Supports four write modes: `set`, `lpush`, `rpush`, `xadd`.

```python
# Write as Redis Stream entries
sink = RedisSink(
    url="redis://localhost:6379",
    key_fn=lambda r: "agora:processed",
    serializer=lambda r: {"id": r["id"], "value": r["value"]},
    mode="xadd",
    maxlen=10_000,
)

# Write as key-value pairs with TTL
sink = RedisSink(
    url="redis://localhost:6379",
    key_fn=lambda r: f"cache:{r['id']}",
    serializer=lambda r: json.dumps(r),
    mode="set",
    ttl_seconds=3600,
)
```

#### Dead-letter queue

```python
from agora_plugins.redis.dlq import RedisDLQSink, RedisDLQSource

# Route failures to DLQ
summary = await (
    Pipeline(source)
    .build(sink, dlq=RedisDLQSink(url="redis://localhost:6379"))
    .run()
)

# Replay failed records
dlq_source = RedisDLQSource(
    url="redis://localhost:6379",
    pipeline_id="my-pipeline",
    stage="sink_write",
)
async for record in dlq_source.stream():
    print(record.error_message)
```

---

### Cron `[cron]`

Adds cron expression support to `ScheduledPipeline`. Without this plugin, only interval-based scheduling is available.

```python
from agora.runner import Schedule, ScheduledPipeline

pipeline = ScheduledPipeline(
    factory=lambda: my_pipeline,
    schedule=Schedule.cron("0 9 * * 1-5"),  # weekdays at 9am
)
await pipeline.start()
```

Supported expression format: standard 5-field cron (`minute hour day month weekday`).

---

### Distributed `[distributed]`

Redis-backed distributed worker coordination.

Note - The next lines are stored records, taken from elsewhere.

PR #9194, opened 2026-06-02
Marks Complete and Delete Mission as GM only buttons in Briefing room

VicenteCartas:
image

Marks Complete Mission and Delete Mission as GM only buttons.


IllianiBird:
I am so sorry, I should have read the feedback closer, these should absolutely **not** be GM only. Else players will never be able to complete contracts or clean up old ones

PR #9197, opened 2026-06-02
Always add free units to the default formation, even without ranks

AlexOldenburger:
When generating a company with the company generator, it is possible to receive free units (for supply, salvage and so on). These free units should be automatically added to default formations in the TOE.

However, if generating the company without automatically assigning ranks to the new personnel, the free units were added to the roster, but they were not added to the default formations in the TOE.

This PR fixes this by always adding the free units to the default formations in the TOE, even when no ranks are generated.


IllianiBird (approved):
Whoopsie doodles

PR #9203, opened 2026-06-02
Update AtTech pool minutes info on overtime mode changes

hokvel:
Changes include:
- Add wiring for 'Allow Overtime' buttons in the Repair Bay and Warehouse tabs and corresponding AsTech pool info labels
- Make `refreshTechsList` private in both tabs
- Extract AsTech pool info update logic into a separate method and reuse it during tab initialization to remove duplicate code

PR in action:

https://github.com/user-attachments/assets/6fafdbb5-f735-41b2-9785-a42577eadee7

### DIFF
--- a/MekHQ/src/mekhq/gui/RepairTab.java
+++ b/MekHQ/src/mekhq/gui/RepairTab.java
@@ -1,5 +1,5 @@
 /*
- * Copyright (C) 2017-2025 The MegaMek Team. All Rights Reserved.
+ * Copyright (C) 2017-2026 The MegaMek Team. All Rights Reserved.
  *
  * This file is part of MekHQ.
  *
--- a/MekHQ/src/mekhq/gui/RepairTab.java
+++ b/MekHQ/src/mekhq/gui/RepairTab.java
@@ -984,7 +984,7 @@ public final class RepairTab extends CampaignGuiTab implements ITechWorkPanel {
      * Updates the AsTech pool statistics (minutes, overtime availability, and AsTech count) in the UI label.
      */
     public void refreshAsTechPool() {
-        String astechString = "<html><b>AsTech Pool Minutes:</> " + getCampaign().getAsTechPoolMinutes();
+        String astechString = "<html><b>AsTech Pool Minutes:</b> " + getCampaign().getAsTechPoolMinutes();
         if (getCampaign().isOvertimeAllowed()) {
             astechString += " [" + getCampaign().getAsTechPoolOvertime() + " overtime]";
         }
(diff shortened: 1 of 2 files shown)


MekHQ/src/mekhq/gui/RepairTab.java
```diff
@@ -986,6 +980,18 @@ public void refreshTechsList() {
         }
     }
 
+    /**
+     * Updates the AsTech pool statistics (minutes, overtime availability, and AsTech count) in the UI label.
+     */
+    public void refreshAsTechPool() {
+        String astechString = "<html><b>AsTech Pool Minutes:</> " + getCampaign().getAsTechPoolMinutes();
```
IllianiBird: These should be in a Resource Bundle using getTextAt pr getFormattedTextAt. We shouldn't be adding new hardcoded Strings.

MekHQ/src/mekhq/gui/WarehouseTab.java
```diff
@@ -681,6 +675,18 @@ public void refreshTechsList() {
         }
     }
 
+    /**
+     * Updates the AsTech pool statistics (minutes, overtime availability, and AsTech count) in the UI label.
+     */
+    public void refreshAsTechPool() {
+        String astechString = "<html><b>AsTech Pool Minutes:</> " + getCampaign().getAsTechPoolMinutes();
```
IllianiBird: And here. Potentially we could combine the two refreshAstechPool methods, as they seem pretty similar

IllianiBird (changes requested):
A couple minor changes needed

MekHQ/src/mekhq/gui/RepairTab.java
hokvel: This is old code

MekHQ/src/mekhq/gui/WarehouseTab.java
hokvel: Same here, old code

hokvel: I also want to refactor it, but as a separate change, otherwise it will extend the scope considerably.

IllianiBird: Sounds good. Generally speaking, even for old code, if we're touching the area where the hardcode strings live it's best to break out those strings into a resource bundle using the new getters. Don't need to do the entire class, just the areas you're touching.

IllianiBird (approved):

MekHQ/src/mekhq/gui/RepairTab.java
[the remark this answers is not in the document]
IllianiBird: This looks like a typo.

MekHQ/src/mekhq/gui/WarehouseTab.java
hokvel: Of course, it's just this particular case that I think deserves a separate PR because it will be about removing code duplication and improving localization at the very least. Potentially even more, because there's a lot of repetition around the techs panels in the Warehouse and Repair Bay tabs.

PR #9212, opened 2026-06-02
Unsubscribe CommandGUI from the event bus on campaign creation and loading

hokvel:
A regression was introduced in #9135 because `MekHQ.unregisterHandler(this)` was moved as is and it did not break the build. This change ensures that `CampaignGUI` is correctly unsubscribed.


hokvel:
Additionally, all other cases of `this` usage were checked, this was the only regression of such type.

IllianiBird (approved):

IllianiBird:
Good catch

PR #9218, opened 2026-06-03
Reduce code duplication in MekHQMenu CSV Export logic

hokvel:
- Move file selection logic into `save*CSV` methods in `FileDialogs`
- Introduce `FileDialogs.saveWithBackup` helper that handles output file backups and default directory updates
- Remove the try-catch blocks from the `miExport` item listeners because export methods are already safe
- Update export methods in `MekHQMenu` to use file selectors from `FileDialogs`, add early returns to prevent actions when tables are empty, and simplify their signatures
- Rename `checkFileEnding` to `enforceFileExtension`, make it static, make it accept `FileType` instead of a raw string format, and move to `FileDialogs`
- Move hardcoded filename string suffixes (e.g. _ExportedPersonnel) into MekHQMenuBar.properties
- Move default filename formatting logic to `FileDialogs`
- Fix an inconsistency where exporting personnel omitted campaign name prefix, all three exports now uniformly use [Campaign Name][Date]_[Suffix].csv format
- Update `Utilities.exportTableToCSV` docs to accurately reflect its return behavior
- Date time formatter for file names is now static and reused across `FileDialogs` methods
- Reduce method access to private where applicable
- Add a `CampaignGUI.getHangarTab` helper method
- Create `FileDialogs.properties` file to house localized dialog titles and file suffixes


MekHQ/src/mekhq/gui/menus/MekHQMenuBar.java
```diff
@@ -1054,129 +1024,104 @@ protected void exportPlanets(FileType format, String dialogTitle, String filenam
...
+            JTable table = ((PersonnelTab) getGui().getTab(MHQTabType.PERSONNEL)).getPersonnelTable();
+            if (table.getRowCount() == 0) {
+                JOptionPane.showMessageDialog(getFrame(), resourceMap.getString("dlgNoPersonnel.text"));
+            } else {
+                saveToUserSelectedCSV(file -> Utilities.exportTableToCSV(table, file),
+                      MekHQ.getPersonnelDirectory(), resourceMap.getString("dlgSavePersonnelCSV.suffix"),
+                      resourceMap.getString("dlgSavePersonnelCSV.text"));
+            }
+        } catch (Exception ex) {
+            logger.error("Error exporting personnel to CSV", ex);
```
IllianiBird: Do we want to add a player-facing notification to make them aware export failed?

Not sure what the answer is, so mostly flagging this for consideration

MekHQ/src/mekhq/gui/menus/MekHQMenuBar.java
```diff
@@ -1054,129 +1024,104 @@ protected void exportPlanets(FileType format, String dialogTitle, String filenam
...
-                }
-                JOptionPane.showMessageDialog(getFrame(), report);
-            });
-        } else {
-            JOptionPane.showMessageDialog(getFrame(), resourceMap.getString("dlgNoUnits.text"));
+    private void exportUnits() {
+        try {
+            JTable table = ((HangarTab) getGui().getTab(MHQTabType.HANGAR)).getUnitTable();
+            if (table.getRowCount() == 0) {
+                JOptionPane.showMessageDialog(getFrame(), resourceMap.getString("dlgNoUnits.text"));
```
IllianiBird: This should be using `getText` or `getTextAt`

MekHQ/src/mekhq/gui/menus/MekHQMenuBar.java
```diff
@@ -1054,129 +1024,104 @@ protected void exportPlanets(FileType format, String dialogTitle, String filenam
...
+            } else {
+                saveToUserSelectedCSV(file -> Utilities.exportTableToCSV(table, file),
+                      MekHQ.getUnitsDirectory(), resourceMap.getString("dlgSaveUnitsCSV.suffix"),
+                      resourceMap.getString("dlgSaveUnitsCSV.text"));
+            }
+        } catch (Exception ex) {
+            logger.error("Error exporting units to CSV", ex);
```
IllianiBird: Similar comment to earlier's try-catch.

MekHQ/src/mekhq/gui/menus/MekHQMenuBar.java
```diff
@@ -1054,129 +1024,104 @@ protected void exportPlanets(FileType format, String dialogTitle, String filenam
...
-                }
-                JOptionPane.showMessageDialog(getFrame(), report);
-            });
-        } else {
-            JOptionPane.showMessageDialog(getFrame(), resourceMap.getString("dlgNoFinances.text"));
+    private void exportFinances() {
+        try {
+            Finances finances = getCampaign().getFinances();
+            if (finances.getTransactions().isEmpty()) {
+                JOptionPane.showMessageDialog(getFrame(), resourceMap.getString("dlgNoFinances.text"));
```
IllianiBird: getText/getTextAt

MekHQ/src/mekhq/gui/menus/MekHQMenuBar.java
```diff
@@ -1054,129 +1024,104 @@ protected void exportPlanets(FileType format, String dialogTitle, String filenam
...
+            } else {
+                saveToUserSelectedCSV(file -> finances.exportFinancesToCSV(file.getPath(),
+                            FileType.CSV.getRecommendedExtension()),
+                      MekHQ.getFinancesDirectory(), resourceMap.getString("dlgSaveFinancesCSV.suffix"),
```
IllianiBird: I'm going to stop flagging these moving forward, but we really need to be moving away from `resourceMap.getString`.

The reason, chiefly, is that the `getText` family of methods (make sure to use the MHQ one) is our modern approach. The other (and this is the bigger reason imo) is that it includes protections against missing or malformed keys. Whereas `getString` will straight up just _brick_. This has caused a lot of problems in the past, including breaking releases.

MekHQ/src/mekhq/gui/menus/MekHQMenuBar.java
```diff
@@ -1054,129 +1024,104 @@ protected void exportPlanets(FileType format, String dialogTitle, String filenam
...
-
     /**
-     * Checks if a file already exists, if so it makes a backup copy.
+     * Asks the user to select output CSV file, enforces its extension, and runs {@code contentGenerator} for it.
+     * If the output file already existed, makes its backup.
      *
-     * @param file to determine if there is an existing file with that name
-     * @param path path to the file
+     * <p>
+     * To streamline UX, pre-populates output file name to [Campaign Name][Date]_[Suffix].csv and updates preferred
```
IllianiBird: Let's use `{@code [Campaign Name]` and `{@code [Date]_[Suffix].csv}`, helps it stand out in the JavaDoc and makes the doc easier to parse at a glance.

MekHQ/src/mekhq/gui/menus/MekHQMenuBar.java
```diff
@@ -1054,129 +1024,104 @@ protected void exportPlanets(FileType format, String dialogTitle, String filenam
...
-        File backupFile = new File(path2);
-        if (file.exists()) {
-            Utilities.copyfile(file, backupFile);
-        }
+    private void saveToUserSelectedCSV(Function<File, String> contentGenerator,
+          ObservableString dir, String filenameSuffix, String dialogTitle) {
+        DateTimeFormatter formatter = DateTimeFormatter.ofPattern(MHQConstants.FILENAME_DATE_FORMAT)
+                                            .withLocale(MekHQ.getMHQOptions().getDateLocale());
+        String recommendedFilename = getCampaign().getName() + getCampaign().getLocalDate().format(formatter) +
+                                           "_" + filenameSuffix + '.' + FileType.CSV.getRecommendedExtension();
```
IllianiBird: This is a big block of chained calls. Can we break it up at all?

MekHQ/src/mekhq/gui/menus/MekHQMenuBar.java
```diff
@@ -1054,129 +1024,104 @@ protected void exportPlanets(FileType format, String dialogTitle, String filenam
...
+        GUI.fileDialogSave(getFrame(), dialogTitle, FileType.CSV, dir.getValue(), recommendedFilename).ifPresent(f -> {
+            File outputFile = enforceFileExtension(f, FileType.CSV);
+            // if the file already exists, make a backup copy.
+            if (outputFile.exists()) {
+                String backupPath = outputFile.getPath() + "_backup";
+                Utilities.copyfile(outputFile, new File(backupPath));
+            }
+            JOptionPane.showMessageDialog(getFrame(), contentGenerator.apply(outputFile));
+            dir.setValue(f.getParent());
```
IllianiBird: My _preference_ (emphasis important) is that we avoid code blocks in lambdas. I'd prefer for you to create a utility method and then call that method from within the lambda. Makes for more readable code.

MekHQ/src/mekhq/gui/menus/MekHQMenuBar.java
```diff
@@ -1054,129 +1024,104 @@ protected void exportPlanets(FileType format, String dialogTitle, String filenam
...
      */
-    private void checkToBackupFile(File file, String path) {
-        // check for existing file and make a back-up if found
-        String path2 = path + "_backup";
-        File backupFile = new File(path2);
-        if (file.exists()) {
-            Utilities.copyfile(file, backupFile);
-        }
+    private void saveToUserSelectedCSV(Function<File, String> contentGenerator,
+          ObservableString dir, String filenameSuffix, String dialogTitle) {
```
IllianiBird: `dir` I would prefer a more descriptive param name. I know `dir` is fairly self-explanatory but we're trying to avoid abstracted variable names. It caused a lot of problems in the codebase previously.

MekHQ/src/mekhq/gui/menus/MekHQMenuBar.java
```diff
@@ -1054,129 +1024,104 @@ protected void exportPlanets(FileType format, String dialogTitle, String filenam
...
-     * @param file to determine if there is an existing file with that name
-     * @param path path to the file
+     * <p>
+     * To streamline UX, pre-populates output file name to [Campaign Name][Date]_[Suffix].csv and updates preferred
+     * output directory to the user-selected selected one.
+     * </p>
+     *
+     * @param contentGenerator a function that writes to user-selected file
+     * @param dir              preferred output directory
+     * @param filenameSuffix . recommended file suffix
```
IllianiBird: Errant `.`

IllianiBird (changes requested):
A couple of minor points of feedback. I know a lot of these code isn't yours originally, but whenever we're updating existing code we should be attempting to modernize it as much as possible. With a project like this, it's slow, but it allows us to improve maintainability over a long enough period.

MekHQ/src/mekhq/gui/menus/MekHQMenuBar.java
hokvel: Good point, will add that

MekHQ/src/mekhq/gui/menus/MekHQMenuBar.java
hokvel: Everything in that file uses `resourceMap.getString`. It will be another PR where all usages will be replaced, otherwise we will have a mix of two ways of getting the strings

IllianiBird: Mix actually isn't an issue. The current approach is to deprecate the old resourceMap, create a RESOURCE_BUNDLE and then migrate to that as we go.

If you're going to do that in a follow-up PR, though, non-issue. Whichever works, we just need to stop using `getString`.

MekHQ/src/mekhq/gui/menus/MekHQMenuBar.java
hokvel: Yes, I also dislike it. And there are so many things to improve. I just want to be methodical with the changes, focusing on one thing at a time

MekHQ/src/mekhq/gui/menus/MekHQMenuBar.java
hokvel: Will do

MekHQ/src/mekhq/gui/menus/MekHQMenuBar.java
hokvel: Will look into that

MekHQ/src/mekhq/gui/menus/MekHQMenuBar.java
hokvel: Will look into that too

MekHQ/src/mekhq/gui/menus/MekHQMenuBar.java
hokvel: Haven't considered that, it was the old structure of the code. I'll check a few options here

MekHQ/src/mekhq/gui/menus/MekHQMenuBar.java
hokvel: Thought it was something on my screen lol

MekHQ/src/mekhq/gui/menus/MekHQMenuBar.java
IllianiBird: Yeah, it's an older style. You'll see it used a lot in our older classes. But for new stuff, and refactors, I prefer for us to break the code out. Also has the added benefit of making it more testable.

MekHQ/src/mekhq/gui/menus/MekHQMenuBar.java
hokvel: Yes, I know what you meant. To clarify: there are 112 `resourceMap.getString` calls and replacing a few of them in this PR will barely make a dent. There will be a separate PR to address it.

IllianiBird: Sounds perfect :)

MekHQ/src/mekhq/gui/menus/MekHQMenuBar.java
hokvel: I just found `FileDialogs`. Seems like it is the way to go instead of keeping it in `MekHQMenu`. Thoughts?

IllianiBird: I have no objections

MekHQ/src/mekhq/gui/menus/MekHQMenuBar.java
hokvel: Turns out, there's nothing to catch there. Methods that do the exporting are already wrapped into try-catch.

MekHQ/src/mekhq/gui/menus/MekHQMenuBar.java
hokvel: Reusing patterns from `FileDialogs` allowed to improve quite a few things. Now export calls are chains of `Optional(selectFile(UI)).map(export(dataModel)).ifExist(showConfirmation(UI))" with clear separation of UI and data model, while file selection logic is completely static. Plus dialog strings now have a new home in `FileDialogs.properties`.

hokvel: More details in the commit message here https://github.com/MegaMek/mekhq/pull/9218/changes/7af54fb0ff13b5c0711e5ecf6a7757cffc340692

IllianiBird (approved):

Prevents duplicate pipeline runs when multiple worker instances are deployed.

Each worker acquires a per-pipeline lease before each run and releases it atomically via a Lua script. Workers register heartbeats so the fleet is visible via `agora plugins list`.

```python
from agora_plugins.distributed import RedisWorkerCoordinator, DistributedConfig
from agora.runner import WorkerPool

config = DistributedConfig()  # reads AGORA_DISTRIBUTED_* env vars
coordinator = RedisWorkerCoordinator(
    redis_url=config.redis_url,
    lease_ttl_seconds=config.lease_ttl_seconds,
    heartbeat_interval=config.heartbeat_interval,
)

pool = WorkerPool(coordinator=coordinator)
pool.register(my_pipeline)
await pool.run()
```

**Environment variables:**

| Variable | Default | Description |
|---|---|---|
| `AGORA_DISTRIBUTED_REDIS_URL` | `redis://localhost:6379` | Redis connection URL |
| `AGORA_DISTRIBUTED_LEASE_TTL_SECONDS` | `300` | Lease duration — must exceed longest pipeline run |
| `AGORA_DISTRIBUTED_HEARTBEAT_INTERVAL` | `30` | Heartbeat interval in seconds |
| `AGORA_DISTRIBUTED_KEY_PREFIX` | `agora:distributed:` | Redis key namespace |
| `AGORA_DISTRIBUTED_FALLBACK_TO_LOCAL` | `false` | If `true`, continue without coordination when Redis is unavailable (risks duplicate runs) |

---

### Kafka `[kafka]`

Kafka source and sink built on `aiokafka`, with async serializers and bounded pending acknowledgements for backpressure-aware writes.

```python
import json

from agora_plugins.kafka import KafkaSink, KafkaSource

sink = KafkaSink(
    topic="events",
    bootstrap_servers="localhost:9092",
    serializer=lambda record: json.dumps(record).encode(),
)

source = KafkaSource(
    topics=["events"],
    bootstrap_servers="localhost:9092",
    group_id="agora-consumer",
    deserializer=lambda payload: json.loads(payload.decode()),
)
```

### PostgreSQL `[postgres]`

PostgreSQL source, sink, DLQ, and schema adapter built on `psycopg`.

```python
from agora_plugins.postgres import PostgresSink, PostgresSource

source = PostgresSource(
    dsn="postgresql://localhost/agora",
    query="SELECT id, name, score FROM public.events ORDER BY id",
    row_mapper=lambda row: row,
)

sink = PostgresSink(
    dsn="postgresql://localhost/agora",
    table="public.events",
    row_mapper=lambda record: record,
    conflict_key="id",
)
```

---

## Plugin auto-discovery

Source and sink plugins register themselves via Python entry-points. After installing, run:

```bash
agora plugins list
```

to see the currently registered source, sink, and middleware plugins.

---

## Requirements

- Python 3.11+
- `agora-etl >= 0.1.2`

---

## License

Apache 2.0 — see [LICENSE](LICENSE).